Academic journal article Utrecht Studies in Language and Communication

CHAPTER 1: A Pragma-Argumentative Approach to Interpreter Training: Switching on the Light in the 'Pragmatic Dark'

Academic journal article Utrecht Studies in Language and Communication

CHAPTER 1: A Pragma-Argumentative Approach to Interpreter Training: Switching on the Light in the 'Pragmatic Dark'

Article excerpt

As a tutor, whose attainments made the student's way unusually pleasant and profitable, and as an elegant translator who brought something to his work besides mere dictionary knowledge, young Mr. Darnay soon became known and encouraged.

charles dickens, A Tale of Two Cities

1 Pragmatics and Interpreting

Since 'pragmatics does not deal with language as such but with language use' (Cap and Nijakowska 2007, viii), its relevance to interpreting activity is unmistakable. Indeed, interpreting studies have not overlooked pragmatics in their brief but eventful history1 and the study of the pragmatic implications of the interpreting profession now covers a considerable portion of interpretation research and theory (irt).
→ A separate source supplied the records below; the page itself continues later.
PR #6263, opened 2023-05-24
Added .taskcluster.yml validation tool

lotas:
Experimental for now.
Intention is to allow devs to test their `.taskcluster.yml` before committing it, or detect possible issues with event configuration.

This might later be merged together with "Github Quickstart" but for now is  a standalone view

image

image

PR #6312, opened 2023-06-05
feat(github): Adds renderTaskclusterYaml endpoint

lotas:
This is a followup for #6265 and #6263 that introduces api endpoint with the same functionality.

This even goes further and re-uses actual task rendering routines and produces both tasks and scopes. 

UI allows to render graph for all combinations of pull request and release with actions

todo:
- [x] introduce `github.renderTaskclusterYml` endpoint
- [x] update UI debugger to use that endpoint instead of rendering in-browser

image

image

endpoint accepts:
- `body` as taskcluster.yml raw contents
- `organization` - github org
- `repository` - github repo
- `fakeEvent.type` to simulate one of the github events
- `fakeEvent.action` to check for different PR actions
- `fakeEvent.overrides` - custom object to be passed to jsone directly

It will use fake github payloads to simulate those events: https://github.com/taskcluster/taskcluster/blob/f2d95c81d3a34c1988e8b49980ef1fb8710100e5/services/github/src/fake-payloads.js


clients/client-go/tcgithub/types.go
```diff
@@ -110,6 +112,98 @@ type (
...
+		Repository string `json:"repository,omitempty"`
+	}
+
+	// Rendered .taskcluster.yml output.
+	RenderTaskclusterYmlOutput struct {
+
+		// Scopes that will be used for the tasks
+		//
+		// Array items:
+		Scopes []string `json:"scopes"`
```
petemoore, line 198: isn't this also in the tasks returned?

clients/client-go/tcgithub/types.go
```diff
@@ -110,6 +112,98 @@ type (
...
+
+		// Rendered task
```
petemoore, line 200: this says "task" but it looks like an ordered list of tasks

clients/client-go/tcgithub/types.go
```diff
@@ -110,6 +112,98 @@ type (
...
+		//
+		// Array items:
+		// Additional properties allowed
+		Tasks []json.RawMessage `json:"tasks"`
```
petemoore, line 204: isn't this guaranteed to be a task structure rather than an array of arbitrary objects?

clients/client-go/tcgithub/tcgithub.go
```diff
@@ -338,6 +338,19 @@ func (github *Github) CreateComment(owner, repo, number string, payload *CreateC
...
 }
 
+// Stability: *** EXPERIMENTAL ***
+//
+// This endpoint allows to render the .taskcluster.yml file for a given event or payload.
+// This is useful to preview the result of the .taskcluster.yml file before pushing it to
+// the repository.
+//
+// See #renderTaskclusterYaml
+func (github *Github) RenderTaskclusterYaml(payload *RenderTaskclusterYmlInput) (*RenderTaskclusterYmlOutput, error) {
```
petemoore, line 348: Maybe we should add YAML to [commonInitialisms](https://github.com/taskcluster/taskcluster/blob/f81b376f030cf2f7fc5a0898529614a286b5492d/tools/jsonschema2go/text/text.go#L44)

clients/client-go/tcgithub/types.go
```diff
@@ -110,6 +112,98 @@ type (
 	// Syntax:     ^[a-zA-Z0-9]{8}-[a-zA-Z0-9]{4}-[a-zA-Z0-9]{4}-[a-zA-Z0-9]{4}-[a-zA-Z0-9]{12}$
 	GithubGUID string
 
+	// Render .taskcluster.yml for given event.
+	RenderTaskclusterYmlInput struct {
```
petemoore, line 116: Let's consistently use yaml or yml if possible. Further up we have RenderTaskclusterYaml. If we go with yml instead of yaml (I don't mind which) then let's add that as a common initialism instead. But maybe I prefer YAML to YML.

services/github/schemas/v1/taskcluster-render-yaml-input.yml
```diff
@@ -0,0 +1,76 @@
...
+type:         object
+properties:
+  body:
+    title: Taskcluster.yml contents
+    description: The contents of the .taskcluster.yml
+    type: string
+  organization:
+    type: string
+    description: The organization that owns the repository.
+    pattern: "^[a-zA-Z0-9_-]+$"
```
petemoore, line 14: did you get this regexp from GitHub docs?

services/github/schemas/v1/taskcluster-render-yaml-input.yml
```diff
@@ -0,0 +1,76 @@
...
+    default: TaskclusterRobot
```
petemoore, line 15: why is there a default here? is this what the github service users as a default if no org is specified? when does GitHub not have an org in an event message?

services/github/schemas/v1/taskcluster-render-yaml-input.yml
```diff
@@ -0,0 +1,76 @@
...
+  repository:
+    type: string
+    description: The repository name.
+    pattern: "^[a-zA-Z0-9_-]+$"
+    default: hooks-testing
```
petemoore, line 20: same question here

services/github/schemas/v1/taskcluster-render-yaml-input.yml
```diff
@@ -0,0 +1,76 @@
...
+      - unpublished
+      - created
+      - edited
+      - deleted
+      - prereleased
+      - released
+  fakeEventData:
+    type: object
+    description: |
+      Additional data to be added to the event object.
```
petemoore, line 71: could you provide more context here? when would you want to do this, what type of information can be provided? in a real situation if there was additional data here, where would it have come from? are there e.g. github docs that describe what additional data is allowed?

services/github/schemas/v1/taskcluster-render-yaml-input.yml
```diff
@@ -0,0 +1,76 @@
...
+      - labeled
+      - ready_for_review
+      - review_requested
+      - review_request_removed
+      - unassigned
+      - unlabeled
+  fakeReleaseAction:
+    type: string
+    description: Name of the release action
+    default: published
```
petemoore, line 59: curious about the choice of defaults overall. I'm not sure it doesn't complicate things without asking users to make an explicit choice.

services/github/schemas/v1/taskcluster-render-yaml-output.yml
```diff
@@ -0,0 +1,22 @@
+$schema: "/schemas/common/metaschema.json#"
+title: "Render .taskcluster.yml output"
+description: Rendered .taskcluster.yml output.
+type: object
+properties:
+  tasks:
+    type: array
+    description: Rendered task
```
petemoore, line 8: Rendered tasks?

services/github/schemas/v1/taskcluster-render-yaml-output.yml
```diff
@@ -0,0 +1,22 @@
...
+    uniqueItems: false
+    items:
+      type: object
```
petemoore, line 11: why not a task definition?

services/github/schemas/v1/taskcluster-render-yaml-output.yml
```diff
@@ -0,0 +1,22 @@
...
+      additionalProperties: true
+  scopes:
```
petemoore, line 13: is this not already in all of the rendered tasks?

clients/client-go/tcgithub/types.go
lotas: Let me see if I can reuse those schemas somehow, yesterday go generator was throwing too many errors at me when I tried to

clients/client-go/tcgithub/tcgithub.go
lotas: oh, so it is supposed to be uppercase always?

services/github/schemas/v1/taskcluster-render-yaml-input.yml
lotas: No, this is actually a soft-check .. couldn't find any "official regexps". 
There are some on [stackoverflow](https://stackoverflow.com/questions/59081778/rules-for-special-characters-in-github-repository-name/59082561#comment132563138_59082561) though.

services/github/schemas/v1/taskcluster-render-yaml-input.yml
lotas: good question. This endpoint was intended to be used for debug purposes, so you could send your .taskcuster.yml as string and one of the events to be faked, that would produce task definitions using mocked data. 
We can remove default value from schema, but we'll still use something similar in code when fake event would be mocked

services/github/schemas/v1/taskcluster-render-yaml-input.yml
lotas: 👍 will add. 
If someone wants to send his test payload, instead of doing mocked one, this could be a way to send full event payload, that will be later passed to jsone context and rendered into tasks

services/github/schemas/v1/taskcluster-render-yaml-input.yml
lotas: good question! My assumption was that it should be easy to test generic events like

```
http POST http://taskcluster/api/github/v1/taskcluster-yml body=@.taskcluster.yml fakeEventType=github-push
http POST http://taskcluster/api/github/v1/taskcluster-yml body=@.taskcluster.yml fakeEventType=github-pull-request
```
and if you need to be more specific you could 
```
http POST http://taskcluster/api/github/v1/taskcluster-yml body=@.taskcluster.yml fakeEventType=github-pull-request fakePullRequestAction=synchronize
```

But I see your point. We can also require all of it and don't assume any defaults at all 🤷

services/github/schemas/v1/taskcluster-render-yaml-output.yml
lotas: go codegen didn't like me initially, will see if I can make him love me again

services/github/schemas/v1/taskcluster-render-yaml-output.yml
lotas: those are different scopes! but it is a very good observation. 
I should add a description that those scopes are used for `queueClient` when github service is creating those tasks in the first place. But tasks, themselves, have other scopes inside their definition body

clients/client-go/tcgithub/types.go
lotas: I spent some time experimenting and thinking about it, and decided not to mix queue-service knowledge into this endpoint. Same goes with validation. 
I think we should keep it simple

clients/client-go/tcgithub/tcgithub.go
lotas: replaced namings

services/github/schemas/v1/taskcluster-render-yaml-input.yml
lotas: restructured payload, and added descriptions, it should be more clear now

services/github/schemas/v1/taskcluster-render-yaml-output.yml
lotas: I decided against mixing queue entities into github service to be consistent with design and existing functionality. Github currently doesn't validate produced tasks that it later sends to the queue service to create such tasks. So I think it's better to keep it this way, and if someone wants to check the generated payload, he is able to do it once he gets rendered tasks out.
Btw, this is now implemented in the UI section. UI uses github service to render yaml into tasks, and then validates those tasks against `create-task-request.json` schema, and presents them in the UI

services/github/schemas/v1/taskcluster-render-yaml-output.yml
lotas: improved documentation

clients/client-go/tcgithub/types.go
```diff
@@ -110,6 +112,136 @@ type (
...
+		Organization string `json:"organization,omitempty"`
+
+		// Syntax:     ^[-a-zA-Z0-9_.]{1,100}$
+		Repository string `json:"repository,omitempty"`
+	}
+
+	// Rendered .taskcluster.yml output.
+	RenderTaskclusterYmlOutput struct {
+
+		// Scopes that will be used by the github client to create tasks.
```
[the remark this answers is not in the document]
lotas: they actually do! Depending on type of event, branch, and tag version, they would produce different set of scopes. 

The reason I decided to include those is because this is somewhat hidden to the user and not obvious that different there can be different scopes.

clients/client-go/tcgithub/types.go
```diff
@@ -110,6 +112,136 @@ type (
 	// Syntax:     ^[a-zA-Z0-9]{8}-[a-zA-Z0-9]{4}-[a-zA-Z0-9]{4}-[a-zA-Z0-9]{4}-[a-zA-Z0-9]{12}$
 	GithubGUID string
 
+	// .taskcluster.yml supports `github-pull-request` and `github-pull-request-untrusted` events.
+	// The difference is that `github-pull-request-untrusted` will use different set of scopes.
```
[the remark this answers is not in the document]
lotas: yes, this is coming from this RFC: https://github.com/taskcluster/taskcluster-rfcs/blob/main/rfcs/0175-restricted-pull-requests.md 
I can leave a link there

services/github/schemas/v1/render-taskcluster-yml-output.yml
```diff
@@ -0,0 +1,24 @@
...
+    description: Rendered tasks
+    uniqueItems: false
+    items:
+      type: object
+      additionalProperties: true
+  scopes:
+    type: array
+    description: |
+      Scopes that will be used by the github client to create tasks.
+      Those are different that the scopes inside the tasks itself.
```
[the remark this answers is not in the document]
lotas: it is influenced indeed. 
I think it is useful, as it makes github service more transparent by exposing both parts of the task creation process.

clients/client-go/tcgithub/types.go
```diff
@@ -110,6 +112,136 @@ type (
...
+		// This can be used to set some specific properties of the event or override the existing ones.
+		// For example:
+		//   "ref": "refs/heads/main"
+		//   "before": "000"
+		//   "after": "111"
+		//
+		// Additional properties allowed
+		Overrides json.RawMessage `json:"overrides,omitempty"`
+
+		// Possible values:
```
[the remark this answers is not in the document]
lotas: I've updated the descriptions with extra information

changelog/HzTmgpCWRVO5g5-UW1-OUA.md
```diff
@@ -0,0 +1,7 @@
+audience: users
+level: patch
+---
+
+Introduced `github.renderTaskclusterYml` endpoint to render provided `.taskcluster.yml` file for various events.
+This might be used for debug purposes or to validate the taskcluster.yml file
```
petemoore, line 6:
```suggestion
This might be used for debug purposes or to validate the .taskcluster.yml file
```

petemoore (approved):
Looks good to me, many thanks Yarik!

services/github/schemas/v1/render-taskcluster-yml-input.yml
```diff
@@ -0,0 +1,128 @@
...
+      This can be used to set some specific properties of the event or override the existing ones.
+      For example:
+        "ref": "refs/heads/main"
+        "before": "000"
+        "after": "111"
+      To make sure which properties are available for each event type,
+      please refer to the github [documentation](https://docs.github.com/en/webhooks-and-events/webhooks/webhook-events-and-payloads)
+    additionalProperties: true
+
+type:         object
```
petemoore, line 24: lot of space here, is that intentional?

ui/src/views/TcYamlDebug/index.jsx
```diff
@@ -35,16 +35,65 @@ const prefetchSchema = async () => {
...
+  'dequeued',
+  'edited',
+  'enqueued',
+  'labeled',
+  'ready_for_review',
+  'review_requested',
+  'review_request_removed',
+  'unassigned',
+  'unlabeled',
+];
```
petemoore, line 83: does this belong in the ui / frontend code? it looks closely tied to github service logic

petemoore (dismissed):

ui/src/views/TcYamlDebug/index.jsx
lotas: I guess this applies to the whole of UI - it is closely tied to everything already heh :) It also knows about github service and queue service.
Also I didn't see that there are "dictionary endpoints" that return some constants/lists. Do you think we should get one?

Research into the pragmatics of interpreting basically revolves around the descriptive analysis of pragmatic shifts and alterations occurring during the passage from the source text (st) to the interpreted text (it). Against the constrained conditions in which the activity takes place, leading interpreters to focus on the st co-text while overlooking its communicative function (Garzone 2000,71), a modification of the pragmatic force of the st has to be considered a price to pay, to a certain extent. In other words, interpreting is a mistake-prone activity: over and above purely linguistic problems, mistakes are often due to interpreters' inability to recognise 'cues to logical/pragmatic scope' (Setton 1999, 259), inevitably leading to the misrepresentation of speakers' intended meanings. The problem is exacerbated in the training setting, where the difficulty in reproducing the intentionality and intensity of sts is even more visible than among professionals (Palazzi 2007, 263), especially because students are still coming to terms with the acquisition of cognitively demanding interpreting skills.

Addressing the pragmatic aspects of interpreting, therefore, entails the acknowledgment of a major fact: pragmatic failure occurs frequently in interpreting and, as in L2 acquisition contexts, it stems from 'the inability to understand what is meant by what is said' (Thomas 1983, 91). However, unlike ordinary conversation, interpreting is an unnatural activity (Riccardi 2005,756) and makes up an area of pragmatic research on its own. Therefore, a few premises should be stated.

Before venturing into the pragmatic implications of interpreting, the scope of inquiry has to be framed, as there are actually various 'kinds' of interpreting taking place within different settings, whose contextual features determine the specific pragmatic implications for the activity. In this respect, the present paper deals with the interpretation of political speeches; the conference setting will be, thus, taken into account (with only occasional reference to media interpreting); simultaneous interpreting will be addressed, since it is the most widely adopted modality for the interpretation of political speeches and the one in which the interpreter's pragmatic competence is probably challenged most, as it is tested under extreme conditions.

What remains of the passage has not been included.